Exercise brief:
For the listing below, show each line that includes the string "source".

Entries shown:

PR #105, opened 2026-02-02
feat(client): streaming aggregators

sd-st:


src/Anthropic.Tests/Services/Beta/MessageServiceTest.cs
```diff
@@ -15,7 +50,14 @@ public async Task Create_Works(IAnthropicClient client)
             new()
             {
                 MaxTokens = 1024,
-                Messages = [new() { Content = "Hello, world", Role = Role.User }],
+                Messages =
+                [
+                    new()
+                    {
+                        Content = "Hello, world",
```
sd-st: todo: gotta fix these diffs

felixfbecker (approved):
Love the LINQ integration!

One callout: In other SDKs we have a warning (or error?) that gets triggered when you use sync requests with potentially large input/output to tell the user to use streaming instead. We probably want to add the same if it doesn't exist yet, especially now that we have the aggregator so that you can use the streaming API the same way as the sync API in a one-liner.

sd-st:
@felixfbecker Great call-out! I'll add that today

examples/Anthropic.Examples.sln
TomerAberbach, line 1: Do we need to add `StreamingAggregationBetaExample` too

src/Anthropic/Services/Beta/MessageService.cs
```diff
@@ -124,7 +124,13 @@ public async Task<HttpResponse<BetaMessage>> Create(
             ._client.WithOptions(options =>
                 options with
                 {
-                    Timeout = options.Timeout ?? TimeSpan.FromMinutes(10),
+                    Timeout =
+                        options.Timeout
+                        ?? ClientOptions.TimeoutFromMaxTokens(
+                            parameters.MaxTokens,
+                            false,
```
TomerAberbach: nit: add `paramName:` so that it's clear what this is

Similarly for other usages

src/Anthropic/SseAggregatorExtensions.cs
```diff
@@ -0,0 +1,70 @@
...
+/// Extension methods for providing easy access to Aggregators
+/// </summary>
+public static class SseAggregatorExtensions
+{
+    /// <summary>
+    /// Aggregates all messages received by the streaming event and aggregates them into a single object once the sender indicates a fully delivered stream.
+    /// </summary>
+    /// <param name="source">A enumerable as provided by the <see cref="IMessageService.CreateStreaming(Models.Messages.MessageCreateParams)"/></param>
+    /// <returns>A task that completes once all messages have been received or in the event of improper streaming and exception.</returns>
+    public static async Task<Message?> Aggregate(
```
TomerAberbach: Hmmm, why is this nullable? And similarly for the other one?

In Java we make it non-nullable because I think the only way it'd not be there is due to some malformed API stream (in which case the accumulator throws)

src/Anthropic/SseAggregatorExtensions.cs
```diff
@@ -0,0 +1,70 @@
...
+    /// <param name="aggregator">The aggregator instance that will collect messages and build the result object.</param>
+    /// <returns>An <see cref="IAsyncEnumerable{TMessage}"/> filtered by the aggregator.</returns>
+    public static IAsyncEnumerable<TMessage> CollectAsync<TMessage, TResult>(
+        this IAsyncEnumerable<TMessage> source,
+        SseAggregator<TMessage, TResult> aggregator
+    )
+    {
+        return aggregator.CollectAsync(source);
+    }
+}
```
TomerAberbach, line 68: I am confused by this method. Isn't this just directly delegating to `SseAggregator.CollectAsync`? Which is already public?

README.md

Written response:
+    /// <param name="source">A enumerable as provided by the <see cref="IMessageService.CreateStreaming(Models.Messages.MessageCreateParams)"/></param>
+        this IAsyncEnumerable<TMessage> source,
+        return aggregator.CollectAsync(source);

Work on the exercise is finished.